# Deleting In DOS



## sofaboy (Sep 30, 2007)

How can I find a favorites entry in DOS and delete it ?


----------



## Rockn (Jul 29, 2001)

Why not delete it in Internet Explorer? If you are doing it in DOS you have to CD(change Directory to the one you are looking for and issue the del command. YOu can use a DIR /s to find the file.


----------



## sofaboy (Sep 30, 2007)

I am dealing with a long name file that windows will not let me delete normaly.
How do I do a change directory to find favorites ?
I typed dir /s but could not find favorites listed.


----------



## ChuckE (Aug 30, 2004)

Deleting a long file name in DOS is a tad more difficult than a simple select and press of the <Delete> key within Windows. So, I don't understand your problem with Windows.

The EASIEST way to get to *your favorites* is to just open the Windows Run window
(you can either select the Windows Start button, and click on [Run]
*OR* just press the Windows+R key)
type "favorites" (no quotes needed - but it won't hurt either)
and then click [OK] (or just press the Enter key).

and you're there!

Note: If you are running the Windows PowerToy "Open Command Window Here" you can very easily jump to the selected folder in a DOS window, by doing a simple right-click selection of the folder.


----------



## sofaboy (Sep 30, 2007)

Windows 98 will not let me delete or rename the link because it is too long.
Is there a way to delete in DOS ?
If so, I need a step by step walk through.
Think of it as DOS for idiots.


----------



## ChuckE (Aug 30, 2004)

I think perhaps you may be confusing the actions you may be attempting in Windows. I have never seen a name, to a file, so long that it could not be deleted. After all, your computer must have been fine with the length of the name when the file was created.

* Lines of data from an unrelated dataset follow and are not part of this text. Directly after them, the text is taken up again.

PR #5523, opened 2021-02-12
Fix merging of multiple calls to configure in sets

ruudk:
I spent a lot of time debugging this but when I fixed one issue another one popped up 🤯 

It's all related to the loading of sets that is different from the normal rector.php configuration. 

There were 3 failing scenarios:
- ✅ load one set that configures RenameClassRector + configure your own
- ❌ load two sets that configure both RenameClassRector ( they should merge, they don't )
- ❌ load two sets that configure both RenameClassRector + configure your own

Chained configure calls inside your own config were already working fine. 

@samsonasik @TomasVotruba Any advice? 

Another thing I noticed that drove me completely insane is that the tests are re-using the same container that is stored somewhere in a temp directory on my filesystem. In my case, `/private/var/folders/m4/2_8czq_s1xxxx0000gn/T/_rector`. From time to time I needed to manually purge that directory before new changes would popup. I really think that tests should not rely on those artifacts as that makes debugging issues very hard.

1) can we store the temp stuff relative to the project in `var`?
2) can we by default bust cache on start of the test?

### DIFF
--- a/tests/DependencyInjection/ConfigurableRectorImportConfigCallsMergeTest.php
+++ b/tests/DependencyInjection/ConfigurableRectorImportConfigCallsMergeTest.php
@@ -51,17 +51,17 @@ final class ConfigurableRectorImportConfigCallsMergeTest extends AbstractKernelT
         ];
 
         yield [
-            __DIR__ . '/config/main_config_with_own_value.php', [
+            __DIR__ . '/config/main_config_with_override_value.php', [
                 'old_2' => 'new_2',
                 'old_1' => 'new_1',
-                'old_3' => 'new_3',
             ],
         ];
 
         yield [
-            __DIR__ . '/config/main_config_with_override_value.php', [
+            __DIR__ . '/config/main_config_with_own_value.php', [
                 'old_2' => 'new_2',
                 'old_1' => 'new_1',
+                'old_3' => 'new_3',
             ],
         ];
     }
--- a/tests/DependencyInjection/ConfigurableRectorImportConfigCallsMergeTest.php
+++ b/tests/DependencyInjection/ConfigurableRectorImportConfigCallsMergeTest.php
@@ -98,29 +98,29 @@ final class ConfigurableRectorImportConfigCallsMergeTest extends AbstractRectorT
 
         yield [
             __DIR__ . '/config/two_sets.php', [
+                'Twig_SimpleFilter' => 'Twig_Filter',
+                'Twig_SimpleFunction' => 'Twig_Function',
+                'Twig_SimpleTest' => 'Twig_Test',
                 'PHPUnit_Framework_MockObject_Stub' => 'PHPUnit\Framework\MockObject\Stub',
                 'PHPUnit_Framework_MockObject_Stub_Return' => 'PHPUnit\Framework\MockObject\Stub\ReturnStub',
                 'PHPUnit_Framework_MockObject_Matcher_Parameters' => 'PHPUnit\Framework\MockObject\Matcher\Parameters',
                 'PHPUnit_Framework_MockObject_Matcher_Invocation' => 'PHPUnit\Framework\MockObject\Matcher\Invocation',
                 'PHPUnit_Framework_MockObject_MockObject' => 'PHPUnit\Framework\MockObject\MockObject',
                 'PHPUnit_Framework_MockObject_Invocation_Object' => 'PHPUnit\Framework\MockObject\Invocation\ObjectInvocation',
-                'Twig_SimpleFilter' => 'Twig_Filter',
-                'Twig_SimpleFunction' => 'Twig_Function',
-                'Twig_SimpleTest' => 'Twig_Test',
             ],
         ];
 
         yield [
             __DIR__ . '/config/two_sets_with_own_rename.php', [
+                'Twig_SimpleFilter' => 'Twig_Filter',
+                'Twig_SimpleFunction' => 'Twig_Function',
+                'Twig_SimpleTest' => 'Twig_Test',
                 'PHPUnit_Framework_MockObject_Stub' => 'PHPUnit\Framework\MockObject\Stub',
                 'PHPUnit_Framework_MockObject_Stub_Return' => 'PHPUnit\Framework\MockObject\Stub\ReturnStub',
                 'PHPUnit_Framework_MockObject_Matcher_Parameters' => 'PHPUnit\Framework\MockObject\Matcher\Parameters',
                 'PHPUnit_Framework_MockObject_Matcher_Invocation' => 'PHPUnit\Framework\MockObject\Matcher\Invocation',
                 'PHPUnit_Framework_MockObject_MockObject' => 'PHPUnit\Framework\MockObject\MockObject',
                 'PHPUnit_Framework_MockObject_Invocation_Object' => 'PHPUnit\Framework\MockObject\Invocation\ObjectInvocation',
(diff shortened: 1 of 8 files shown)


TomasVotruba:
My guess is somewhere in import method of `FileLoader` and `ConfigureCallValuesCollector`.

> 1. can we store the temp stuff relative to the project in var?

It might make sense for tests, but not for production use. If you can make it for tests only, then :+1: 

> 2. can we by default bust cache on start of the test?

That would kill the point of container cache. Now bare tests run 1,5 mins, while on 2nd run it's 15 seconds. 

There a way to optimize the cache invalidation based on provided resources:

- https://symfony.com/doc/current/components/config/caching.html
- https://symfony.com/doc/current/performance.html#dump-the-service-container-into-a-single-file

But that would not help, as CompilerPass is special uncacheable part of Symfony DI. When working with CompilerPasses, you always have to clear cache manually.

ruudk:
@TomasVotruba @samsonasik I think I cracked the mystery 🎉 

Tests are green. And I tested this on my own project where I found this issue, and it solves it.

Questions:

1) Is this the right approach?

2) What do you think about https://github.com/rectorphp/rector/pull/5523/commits/7a1b37379bd137e836e0be0a822989178f51b324

tests/DependencyInjection/ConfigurableRectorImportConfigCallsMergeTest.php
```diff
@@ -31,41 +33,95 @@ protected function setUp(): void
...
             ],
         ];
 
         yield [
-            __DIR__ . '/config/main_config_with_override_value.php', 2, [
+            __DIR__ . '/config/main_config_with_own_value.php', [
                 'old_2' => 'new_2',
                 'old_1' => 'new_1',
+                'old_4' => 'new_4',
+                'old_3' => 'new_3',
```
samsonasik, line 72: is 4 and 3 order flipped ?

ruudk: See per commit view > https://github.com/rectorphp/rector/pull/5523/commits/00d3d0834feb7d2a1389f6b59167f33ff018535e

I moved the test so follow the ordering of the files on disk.

samsonasik (approved):

ruudk:
@samsonasik What do you think about 7a1b373

samsonasik:
@ruudk I think as far as there is no replaced config, flip order is ok, unless we found a real use case when flip order make an issue. @TomasVotruba what do you think?

TomasVotruba:
Rector rules should be idempotent, so order does not matter.

Thanks for the fix :+1:

lulco:
If I want to override some value, the order does matter.

For example:
Let's say SomeSet in Rector renames ClassA to ClassB (with other 50 renames), but I want to rename ClassA to ClassC.

So I use:
```
        SetList::SomeSet,
    ]);
```
And then:
```
$services->set(RenameClassRector::class)->call('configure', [[
        RenameClassRector::OLD_TO_NEW_CLASSES => [
            'ClassA' => 'ClassC',
        ]
    ]]);
```
to rewrite just this one setting. Keep other 50 from set as they are.

But I can't do it because it looks like the rules are always run in order:
- imports
- local
- sets

Imho at least local settings should be run as the last.

lulco:
Hm now I realize that `RenameClassRector` maybe should work in order
- local
- imports
- sets
because after renaming the original class name will not exist in code...

But for example `ChangePackageVersionComposerRector` should use another order because we need the last change to win, so here it is
- imports
- sets
- local

Is there any way how to achieve it?

TomasVotruba:
For Rector rules, there is convention of merging parameters, regardless the order.
Only that way nested sets can work together.

lulco:
Maybe we need more debugging here, but my first try would be: it doesn't work with ValueObjects, because they has no keys so the final merged array contains all items and in foreach they are all executed.

```
return static function (ContainerConfigurator $containerConfigurator): void
{
        SetList::NETTE_30,
    ]);

    $services->set(ChangePackageVersionComposerRector::class)
        ->call('configure', [[
            ChangePackageVersionComposerRector::PACKAGES_AND_VERSIONS => ValueObjectInliner::inline([
                new PackageAndVersion('nette/application', '~3.0.6'),
                new PackageAndVersion('latte/latte', '~2.8.3'),
            ])
        ]]);
}
```

Output of ChangePackageVersionComposerRector::refactor foreach
```
string(27) "nette/application -> ~3.0.6"
string(21) "latte/latte -> ~2.8.3"
string(19) "nette/nette -> ^3.0"
string(27) "nette/application -> ^3.0.6"
string(23) "nette/bootstrap -> ^3.0"
string(21) "nette/caching -> ^3.0"
string(29) "nette/component-model -> ^3.0"
string(22) "nette/database -> ^3.0"
string(16) "nette/di -> ^3.0"
string(20) "nette/finder -> ^2.5"
string(19) "nette/forms -> ^3.0"
string(18) "nette/http -> ^3.0"
string(18) "nette/mail -> ^3.0"
string(18) "nette/neon -> ^3.0"
string(27) "nette/php-generator -> ^3.0"
string(26) "nette/robot-loader -> ^3.0"
string(25) "nette/safe-stream -> ^2.4"
string(22) "nette/security -> ^3.0"
string(23) "nette/tokenizer -> ^3.0"
string(19) "nette/utils -> ^3.0"
string(19) "latte/latte -> ^2.5"
string(19) "tracy/tracy -> ^2.6"
string(42) "contributte/event-dispatcher-extra -> ^0.8"
string(41) "contributte/forms-multiplier -> 3.1.x-dev"
string(40) "radekdostal/nette-datetimepicker -> ^3.0"
```

First two are from my "local" rector.php config file. Rest is from nette30 set. Nette set will always rewrite nette/application to ^3.0.6 and latte/latte to ^2.5 because they are in array after my local values

Config:
```
return static function (ContainerConfigurator $containerConfigurator): void
{
    $services->set(ChangePackageVersionComposerRector::class)
        ->call('configure', [[
            ChangePackageVersionComposerRector::PACKAGES_AND_VERSIONS => ValueObjectInliner::inline([
                new PackageAndVersion('nette/application', '~3.0.6'),
                new PackageAndVersion('latte/latte', '~2.8.3'),
            ])
        ]]);

        SetList::NETTE_30,
    ]);
}
```

Has the same output, so how the "last overrides wins" work? For me it is not working at all.

TomasVotruba:
> First two are from my "local" rector.php config file. Rest is from nette30 set. Nette set will always rewrite nette/application to ^3.0.6 and latte/latte to ^2.5 because they are in array after my local values


Apart technical difference, I wonder, what is the use case for using set and override it's work like this?

TomasVotruba:
> Has the same output, so how the "last overrides wins" work? For me it is not working at all.

That works only for parameters, e.g:

```php
$parameters->set('some_key', 'some_value');

// later in another config, that is imported after

$parameters->set('some_key', 'another_value');
```

The `some_key` is now overriden with new value:

```php
$parameters->get('some_key'); // "another_value"
```

TomasVotruba:
@lulco I see what you mean. Feel free to change the order to comly with your use case. It makes sense :+1:

lulco:
Any hint how and where should I change it?

TomasVotruba:
Apart this pull-request, I'm not sure

ruudk:
Maybe start with creating a failing test PR so that others can help and try to fix it?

On the other hand, I have seen where the name of a file, AND the path to it, were so long that the file could not be copied to another location. I think there is a 256 character limit to the path+file name. When I have seen that it would just give an error message that the file could not be copied. But, sorry, I don't understand the problem with just deleting the file. Seems to me, that if you can select the file, then you can just press the Delete key.

Perhaps... and this is a guess! if your path+file name is pressing up against that 256 character limit, and you are doing the usual Delete(to the Recycle Bin), the path+file name has to grow a bit to maintain where the file originally came from. Doing that, then perhaps that exceeds the 256 character barrier.

If that is so, then - and only if you are really sure you want to delete the file, hold down the SHIFT key when you go to delete the file. Doing a "Shift+Delete" will make the file really delete - it will not be moved to the Recycle Bin.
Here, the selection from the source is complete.